### Task item
Among the records below, find the lines that contain "help" and copy each of them.

(Source records)
PR #750, opened 2015-08-03
Cmake and HAVE_FORK working properly at last

arstrube:
Now also for Cmake, when fork() is available, HAVE_FORK is defined and CppUTest is built so that running tests in a separate process will work. 

(The previous pull request did not really work for Cmake; the build would always be without support for running in a separate process, and HAVE_FORK would never be defined).


arstrube:
P.S. There are 5 more tests run when fork() is available, currently 562 as opposed to 557 tests.

PR #754, opened 2015-08-06
Put 16-bit Build Dummy Into Travis

arstrube:
At this point, it's just a dummy stiil.

What it does do
+ Install Dosbox
+ Invoke the appropriate build
+ Run the proper Makefile
+ Run Dosbox & produce dummy test output from within to a log
+ Print the log

What's still missing
+ Watcom compiler install
+ Proper implementation of Makefile
+ Script to run the actual 6 targets in Dosbox
+ Fail the test if "Failure" is found in the log.

### DIFF
--- a/.gitignore
+++ b/.gitignore
@@ -51,7 +51,7 @@ builds/*gcc*
 /.deps
 CppUTestExtTests
 CppUTestTests
-Makefile
+/Makefile
 config.h
 config.h.in
 config.status
--- a/.travis.yml
+++ b/.travis.yml
@@ -44,6 +44,5 @@ before_script:
 - wcl --version
 - export CPPUTEST_BUILD_DIR=$TRAVIS_BUILD_DIR/cpputest_build
 - mkdir -p $CPPUTEST_BUILD_DIR && cd $CPPUTEST_BUILD_DIR
-
 script:
 - "../scripts/travis_ci_build.sh"
--- a/.travis.yml
+++ b/.travis.yml
@@ -1,21 +1,35 @@
 language: cpp
+os:
+ - linux
 compiler:
 - clang
 - gcc
+- wcl
 rvm:
 - 1.9.3
 env:
-  matrix:
   - BUILDTOOL=autotools
+  - BUILDTOOL=autotools_old_compilers
   - BUILDTOOL=cmake
   - BUILDTOOL=cmake-coverage
-#  - BUILDTOOL=autotools_old_compilers
-  global:
-  - secure: |-
+  - BUILDTOOL=make-dos
+matrix:
+    exclude:
+    - env: BUILDTOOL=cmake-coverage
+    - env: BUILDTOOL=autotools_old_compilers
+    - env: BUILDTOOL=make-dos
+    - compiler: wcl
+    include:
+    - env: BUILDTOOL=cmake-coverage
+      compiler: gcc
+    - env: BUILDTOOL=make-dos
+      compiler: wcl
+global:
+- secure: |-
       P05xUfJVw5YM4hF7hzQLjyMzDD4Q1/fyWP9Uk5aK5VrSWNY99EuxldXI5QK/
       vA1NkcW49tQW1wQvBlRtdlLNOmUfDP/oiJFXPwNn4dqwOIOEet2P7JO/5hnH
       MNHlZmGu2WpoZREhOFBfsIhK0IP8mloqLDq2XemBdga/LWygrLU=
-  - secure: Y/8iNkf6uEbE3qltnM+7mGlCvFWzyttwwRGgVGw1m9xOiUJcobvOImQRU8XZ91dgO+Fz0A3mljqs1sK1OPjpXmFGE1jP/NlotMw0WlDOuSIDjQ4ubwdTNGAwNY53R9ygbIjEmqxHAJm9mOZqxW2hNaoI7TcX6oX248/hLibyx8M=
+- secure: Y/8iNkf6uEbE3qltnM+7mGlCvFWzyttwwRGgVGw1m9xOiUJcobvOImQRU8XZ91dgO+Fz0A3mljqs1sK1OPjpXmFGE1jP/NlotMw0WlDOuSIDjQ4ubwdTNGAwNY53R9ygbIjEmqxHAJm9mOZqxW2hNaoI7TcX6oX248/hLibyx8M=
 before_install:
 - sudo pip install cpp-coveralls
 install:
@@ -27,3 +41,4 @@ before_script:
 - mkdir -p $CPPUTEST_BUILD_DIR && cd $CPPUTEST_BUILD_DIR
 script:
 - "../scripts/travis_ci_build.sh"
+
--- a/.travis.yml
+++ b/.travis.yml
@@ -38,8 +38,12 @@ install:
 - sudo apt-get update --fix-missing
 - sudo apt-get install valgrind
 before_script:
+- wget ftp://ftp.openwatcom.org/pub/open-watcom-c-linux-1.9 -O /tmp/watcom.zip
+- mkdir -p watcom && unzip -a -d watcom /tmp/watcom.zip && sudo chmod -R 755 watcom/binl
+- export PATH=$PATH:$PWD/watcom/binl/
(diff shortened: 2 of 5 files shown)


.travis.yml
```diff
@@ -1,28 +1,47 @@
...
 compiler:
 - clang
 - gcc
+- wcl
 rvm:
 - 1.9.3
 env:
-  matrix:
   - BUILDTOOL=autotools
+  - BUILDTOOL=autotools_old_compilers
```
basvodde: Is this a merge error? Earlier this was commented out....

.gitignore
```diff
@@ -51,7 +51,7 @@ builds/*gcc*
 /.deps
 CppUTestExtTests
 CppUTestTests
-Makefile
+/Makefile
```
basvodde: Howcome?

.travis.yml
```diff
@@ -1,28 +1,47 @@
...
+global:
+- secure: |-
       P05xUfJVw5YM4hF7hzQLjyMzDD4Q1/fyWP9Uk5aK5VrSWNY99EuxldXI5QK/
       vA1NkcW49tQW1wQvBlRtdlLNOmUfDP/oiJFXPwNn4dqwOIOEet2P7JO/5hnH
       MNHlZmGu2WpoZREhOFBfsIhK0IP8mloqLDq2XemBdga/LWygrLU=
-  - secure: Y/8iNkf6uEbE3qltnM+7mGlCvFWzyttwwRGgVGw1m9xOiUJcobvOImQRU8XZ91dgO+Fz0A3mljqs1sK1OPjpXmFGE1jP/NlotMw0WlDOuSIDjQ4ubwdTNGAwNY53R9ygbIjEmqxHAJm9mOZqxW2hNaoI7TcX6oX248/hLibyx8M=
+- secure: Y/8iNkf6uEbE3qltnM+7mGlCvFWzyttwwRGgVGw1m9xOiUJcobvOImQRU8XZ91dgO+Fz0A3mljqs1sK1OPjpXmFGE1jP/NlotMw0WlDOuSIDjQ4ubwdTNGAwNY53R9ygbIjEmqxHAJm9mOZqxW2hNaoI7TcX6oX248/hLibyx8M=
 before_install:
 - sudo pip install cpp-coveralls
+- sudo apt-get install dosbox -y
```
basvodde: Will this install it for all targets?

.gitignore
basvodde: Ah this is because dos has a Makefile, I understand.

.travis.yml
arstrube: Yes, and that is dumb, but if I install using the install: section, there doesn't seem to be another way :-(. Same goes for Coveralls, etc.

arstrube:
@basvodde Maybe take a look at the actual Travis output to see what's going on. Specifying the build matrix had to be done in a pretty round-about way, if you ask me (excluding most combinations first, then including the two we actually want).

arstrube:
What this PR doesn't show (because I rebased the branch) is that it took me about 20 times or so doing it wrong before I got it right :)

.travis.yml
arstrube: It's now part of env: not part of matrix:

.travis.yml
basvodde: Can you install it in the script instead, so that it doesn't need to be done for each target? I thought coveralls was needed for all. Also, I assume dosbox is bigger

basvodde:
Ok, let me look at how this matrix works then :)

.travis.yml
arstrube: I can try. Dosbox is really small, but Open Watcom weighs in at 80mb. Coveralls is just needed for one particular build, so that could be done via the script.

I'll leave that until after I got things to work properly.

arstrube: Dosbox will not be installed properly if I don't mention it in before_install: . I can move the Open Watcom stuff, though.

.travis.yml
```diff
@@ -1,23 +1,37 @@
...
+global:
+- secure: |-
       P05xUfJVw5YM4hF7hzQLjyMzDD4Q1/fyWP9Uk5aK5VrSWNY99EuxldXI5QK/
       vA1NkcW49tQW1wQvBlRtdlLNOmUfDP/oiJFXPwNn4dqwOIOEet2P7JO/5hnH
       MNHlZmGu2WpoZREhOFBfsIhK0IP8mloqLDq2XemBdga/LWygrLU=
-  - secure: Y/8iNkf6uEbE3qltnM+7mGlCvFWzyttwwRGgVGw1m9xOiUJcobvOImQRU8XZ91dgO+Fz0A3mljqs1sK1OPjpXmFGE1jP/NlotMw0WlDOuSIDjQ4ubwdTNGAwNY53R9ygbIjEmqxHAJm9mOZqxW2hNaoI7TcX6oX248/hLibyx8M=
+- secure: Y/8iNkf6uEbE3qltnM+7mGlCvFWzyttwwRGgVGw1m9xOiUJcobvOImQRU8XZ91dgO+Fz0A3mljqs1sK1OPjpXmFGE1jP/NlotMw0WlDOuSIDjQ4ubwdTNGAwNY53R9ygbIjEmqxHAJm9mOZqxW2hNaoI7TcX6oX248/hLibyx8M=
 before_install:
-- sudo pip install cpp-coveralls
+- sudo apt-get install dosbox
```
basvodde: The dos-box comments are gone. But could you help me understand why it couldn't be in the script?

arstrube:
I have reverted the attempt to move installation to the script; weird and timeconsuming-to-fix errors occur when I do.

.travis.yml
basvodde: Any reason for not being installed properly? It sounds strange as it would do the same thing I'd assume. Just curious.

arstrube: If you can manage to make it work, be my guest. I have wasted too many hours on this already :P

basvodde: Well, I don't want to waste the same hours, so I'm curious at what went wrong?

arstrube: How about I resurrect a branch-less head of mine and you take a look at that. Essentially, dosbox isn't installed correctly, it won't start with 'dosbox' like it should. As for Watcom, it couldn't find its headers. In both cases, the exact same commands were used for the install.

arstrube: btw moving works fine for Coveralls.

.travis.yml
```diff
@@ -1,28 +1,47 @@
...
+  - BUILDTOOL=autotools_old_compilers
   - BUILDTOOL=cmake
   - BUILDTOOL=cmake-coverage
-#  - BUILDTOOL=autotools_old_compilers
-  global:
-  - secure: |-
+  - BUILDTOOL=make-dos
+matrix:
+    exclude:
+    - env: BUILDTOOL=cmake-coverage
```
basvodde: Why exclude this one?

basvodde: Oh, nevermind, stupid me.

.travis.yml
```diff
@@ -1,28 +1,47 @@
...
+- secure: Y/8iNkf6uEbE3qltnM+7mGlCvFWzyttwwRGgVGw1m9xOiUJcobvOImQRU8XZ91dgO+Fz0A3mljqs1sK1OPjpXmFGE1jP/NlotMw0WlDOuSIDjQ4ubwdTNGAwNY53R9ygbIjEmqxHAJm9mOZqxW2hNaoI7TcX6oX248/hLibyx8M=
 before_install:
 - sudo pip install cpp-coveralls
+- sudo apt-get install dosbox -y
 install:
 - gem install travis_github_deployer
 - sudo apt-get update --fix-missing
 - sudo apt-get install valgrind
 before_script:
+- wget ftp://ftp.openwatcom.org/pub/open-watcom-c-linux-1.9 -O /tmp/watcom.zip
```
basvodde: Why not move this inside the travis build script? I think you misunderstood this earlier. Now it will be on all targets, right? But if you add it to the travis_ci_build.sh file, then you can specify it for only the Watcom build.

basvodde:
Merging this anyways as I want to play with travis.

arstrube:
Oops. Did you get the latest stuff?

PR #757, opened 2015-08-08
Pulled out some more

basvodde:
And more


arstrube:
This is missing from both CMakeLists and Makefile.am => These tests are currently not run at all!

arstrube:
P.S. I got onto this because coverage dropped in some places where I knew it shouldn't have.

basvodde:
But there is no new file :)

arstrube:
touché :P

PR #758, opened 2015-08-08
First Stab At Building and Running real CPPU1.EXE

arstrube:
Built the first test executable.


arstrube:
Rebased on #761.

basvodde:
This one needs a rebase too ?

arstrube:
Very much so. Many conflicts. Hopefully got it all right.

basvodde:
The diff looks fine

arstrube:
I noticed the log is more verbose now (it echoes commands), which is often desirable, but there are a few places where I'd rather not have it (e.g. printf 'bla' is irritating when repeated).

I suppose I use '@' ? Did you change this on purpose, or did it happen accidentally?

basvodde:
Yeah, it is the x in set -ex. I thought a bit more verbosity would help us.

PR #761, opened 2015-08-09
Install Coveralls, DOSBox and Open Watcom from script

arstrube:
You missed the best :-)

Results of a sloeepless night. It's working well.


basvodde:
I was trying to get coveralls out of sudo because of: http://docs.travis-ci.com/user/migrating-from-legacy/?utm_source=legacy-notice&utm_medium=banner&utm_campaign=legacy-upgrade

arstrube:
Oh, sorry. Perhaps we can get into that after finishing this one? 

It seems to me that we can get stuff EITHER out of sudo, OR out of travis.yml. But then, I haven't looked at your pr yet....

basvodde:
It is a bit more complicated. The sudo for dosbox I'll leave, but I'm wondering about the coveralls sudo pip. Still playing with it.

arstrube:
Anything I must change in this pull to be compatible with what you are trying to achieve?

arstrube:
Neither dosbox nor coveralls seems to be on the whitelist, so they would be rejected? Wouldn't we need to raise an issue also to include those?

basvodde:
Coveralls is resolved. So, only dosbox would be needed. Could you rebase the branch?

arstrube:
Those matrix entries spawned a lot of new offspring :-(

basvodde:
What do you mean? I separated out some of the build targets..

arstrube:
I know, I know. But they tend to be triggered sequentially, and make-dos is the last one :-(

basvodde:
It is last because most of the time, that is what you want ;)

PR #888, opened 2016-02-24
Pending fixes for cl2k (Cl2000, c2000)

arstrube:
We discussed these before. This is for documentation, rather than integration......


include/CppUTest/UtestMacros.h
```diff
@@ -249,8 +249,10 @@
 #define BITS_EQUAL_TEXT(expected, actual, mask, text)\
   BITS_LOCATION(expected, actual, mask, text, __FILE__, __LINE__)
 
+#define ROBUST_SIZEOF(type) (2*sizeof(type)/sizeof(short)) /* For the Cl2000, sizeof(char) == sizeof(short) == 1 */
```
basvodde: Why would sizeof not be robust?

arstrube: Ah, good question. It trips over the fact that the TI processor has no byte, in fact nothing of 8 bits wide. So the calculations are off. Maybe robust isn't exactly the best way to describe it....

I must say I am not fond myself of doing this for just one quirky processor that nobody seems to be using anymore. Theoretically, other system without uint8_t or equivalent are possible; but this is the only one I've ever seen.

arstrube: The weird calculation in the macro makes up for this by multiplying by 2 and dividing by sizeof(short), thus for a type that ought to be a byte, 1 is returned.

arstrube: It didn't use to be necessary to consider this, but some of the newer features of CppUTest make it necessary. That's why I am not really keen on supporting the TI processor / Cl2k anymore.

arstrube: Maybe `CHEATING_SIZEOF()` would be more appropriate :D. Pretending there's data 8 bits wide when there isn't ;-)

arstrube:
If memory serves me, sizeof(char) == 1, sizeof(short) = 1, sizeof(long) == 2 etc. In other words, sizeof() returns multiples of the smallest unit, which is a 16 bit word. I really can't think of any other way of dealing with this than the crazy macro above.

include/CppUTest/UtestMacros.h
basvodde: What is the problem that is caused by the sizeof? Is it just in the test, a different output?

arstrube: I don't remember exactly. There are definitely test failures. There are display errors, e.g. when 1110111100000001 should have been displayed, 00000001 would be displayed, and so on
For the TI, a "byte" is 16 bit, hence sizeof is off compared to other platforms, by a factor of 2.

I think ifdefing testcases is not appropriate here, because when I display a short, the expected result really is 0xABCD and not 0xCD, and so on.

The problem wasn't there before, so I think only the BITS_EQUAL stuff is affected.

Same as the need for a typedef for a C++ function became only necessary with supporting functionPointerValue (something I am a little critical of anyway, because a function that's not void(void) still needs to be cast).

arstrube: I like the macro, because it can smooth over the difference without the need for lots of #ifdef.

arstrube: Perhaps call it NORMALIZED_SIZEOF()?

arstrube: Since the use of sizeof() will be consistent internally for a given compiler, I think it is safe to say that the only problem is the assumption that a size of one means 8 bits (vs actually 16 bits) when doing bit comparison and display.

As before, I am not sure this needs to be fixed. Version 3.7.2 of CppUTest is still fine with the TI. Nobody has complained so far.

basvodde: I'd actually prefer to have the test case under #if BYTE_IS_16_BITS or so.

I don't like the sizeof macro and don't think we need to shrink the sizeof a byte when the platform clearly has 16 bit bytes...

basvodde:
And, I'd like to support platforms such as these. They keep the code more portable and thus will make porting to other platforms easier.

Exactly because of this kind of problems :)

src/CppUTest/SimpleString.cpp
```diff
@@ -631,7 +631,7 @@ SimpleString StringFromBinaryWithSizeOrNull(const unsigned char* value, size_t s
 SimpleString StringFromMaskedBits(unsigned long value, unsigned long mask, size_t byteCount)
 {
     SimpleString result;
-    size_t bitCount = (byteCount > sizeof(unsigned long)) ? (sizeof(unsigned long) * 8) : (byteCount * 8);
+    size_t bitCount = (byteCount > ROBUST_SIZEOF(unsigned long)) ? (ROBUST_SIZEOF(unsigned long) * 8) : (byteCount * 8);
     const unsigned long msbMask = (((unsigned long) 1) << (bitCount - 1));
 
     for (size_t i = 0; i < bitCount; i++) {
```
arstrube: If we get rid of the macro, we need to get rid of the magical number "8" as well. Perhaps define a macro like BITS_PER_BYTE which will be 8 for most systems and 16 for systems with 16 bit bytes.

How and where do you suggest this be defined?

include/CppUTest/UtestMacros.h
arstrube: You have a point, of course, but in this particular case, I object to #ifdefing the test case, because for the 16 bytes platform, the result displayed will be WRONG. So we do need to fix the display. If you have a cleaner idea than the macro, I'm willing to implement that.

src/CppUTestExt/MockSupport_c.cpp
```diff
@@ -32,6 +32,8 @@
 #include "CppUTestExt/MockSupport.h"
 #include "CppUTestExt/MockSupport_c.h"
 
+typedef void Cpp_Func();  /* Cl2000 requires casts to C++ function */
+
```
arstrube: You objected to this typedef as well. It would have to be part of the package, but we might want it in a place where it is more generally accessible. BTW I tried all kinds of ways to cast the function pointer without a typedef and all compilers went beserk. So, if you can cast somehow other than with a typedef, that would be okay. But a typedef is cleaner in any case.

I know it sounds silly, but the cl2000 is fussy about this. Perhaps the warning can be disabled, if so, I'd go for that.

arstrube:
If we want to do this for the sake of portability, then in my book, getting rid of the magical number "8" is the way to go :)

arstrube:
GCC has __CHAR_BIT__ which "you should not use directly".

arstrube:
The cl2000 has CHAR_BIT. Gcc does, too, in '<limits.h`. So next week, I'll change the code to use CHAR_BIT.

src/CppUTestExt/MockSupport_c.cpp
basvodde: I'd prefer the cast without a typedef if that is possible

include/CppUTest/UtestMacros.h
basvodde: So, why can't we fix the display for 16 byte platforms then? That feels like the right and obvious thing to do....

basvodde:
Why CHAR_BIT ?

arstrube:
You ask me? Ask those who decide such things ;-). We can, of course, define our own CPPU_TEST_... , based on the above.

src/CppUTestExt/MockSupport_c.cpp
arstrube: Okay, you tell me how :-)

arstrube: (it's not that I didn't try)

basvodde:
#if sizeof(char) == 8 ?

src/CppUTestExt/MockSupport_c.cpp
basvodde: Did you try: (void (*)(void)) 

That works under clang at least ;)

Andne:
Doesn't `sizeof(char)` always return 1?  Also, I think sizeof is a compiler operation, so preprocessor logic based on it wouldn't work I think.

src/CppUTestExt/MockSupport_c.cpp
arstrube: Yes, but that's besides the point.

Tthe point is that the cast must be __to a c++ function__. I dont'know any syntactically correct way to do that inline.

The typedef works, because it is in the context of C++ code. A typdef could also be put with in extern "C++" {}.

arstrube:
@Andne  is right. That's why I propose to use CHAR_BIT, because it is defined to 8 normally and to 16 for the TMS320 & friends.

(@basvodde sorry I got you wrong, I thought you were asking why it is called CHAR_BIT)

basvodde:
Ok, but please avoid using features that are said not to be used :)

src/CppUTestExt/MockSupport_c.cpp
basvodde: The cast is also in C++ context, so it would be the same :)

src/CppUTestExt/MockSupport_c.cpp
```diff
@@ -382,7 +384,7 @@ MockExpectedCall_c* withConstPointerParameters_c(const char* name, const void* v
 
 MockExpectedCall_c* withFunctionPointerParameters_c(const char* name, void (*value)())
```
arstrube: This is a C context, so the pointer is c.

src/CppUTestExt/MockSupport_c.cpp
```diff
@@ -382,7 +384,7 @@ MockExpectedCall_c* withConstPointerParameters_c(const char* name, const void* v
...
 {
-    expectedCall = &expectedCall->withParameter(name, value);
+    expectedCall = &expectedCall->withParameter(name, (Cpp_Func*)value);
```
arstrube: And this is a C++ context, so the above c pointer must be cast to c++.

arstrube: I can post the original compiler complaints :P

arstrube: I agree that (void(*)*()) __should__ work.....

basvodde: At least (void (*)(void)) compiled without any problem. And this cast is in C++ context. Could you try it for CL2k?

arstrube: This can be done; however, since I may not add a comment to explain what these apparently redundant casts are for; some bright mind will remove it in the future, at which point, since Travis will be fine (and nobody is going to complain on the Cl2000 side) the Cl2000 build will silently break :P.

basvodde: I doubt anyone will remove the casts. It is so weird that he would at least check the history. And besides, you are checking all commits anyway :P

arstrube: Apologies. Spoke too soon. Had to edit above comment.

A (void(*)()) cast in C++ context, unfortunately, does not cast away the C-ness. Only a typedef does that. I knew I had tried this one before the typedef -- what don't I do to please BV ;-)

arstrube: So, what to do now?

arstrube:
I suggest I make a new pull request from the part we can (hopefully!) agree on, and keep the function pointer stuff in this one for now.

Also, because running all test on the simulator takes forever, that will probably only happen on Wednesday....

arstrube:
Oops. The function pointer stuff somehow fell out of this one. So I'll do it the other way round :P

include/CppUTest/CppUTestConfig.h
```diff
@@ -189,6 +189,16 @@
 #endif
 #endif
 
+/* Handling of systems with a different byte-width (e.g. 16 bit).
+ * Since CHAR_BIT is defined in limits.h (ANSI C), use default of 8 when building without Std C library.
```
basvodde: This should be defined by autotools in the future :)

basvodde:
Excellent. Can I merge it?

arstrube:
Yes, you can merge this one. Unfortunately, there is still the other one before all will compile again ;-)

PR #890, opened 2016-02-26
CHECK_EQUAL_C_BITS for comparing bits in pure C

arstrube:


include/CppUTest/TestHarness_c.h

### Expected answer
basvodde: The dos-box comments are gone. But could you help me understand why it couldn't be in the script?
Yeah, it is the x in set -ex. I thought a bit more verbosity would help us.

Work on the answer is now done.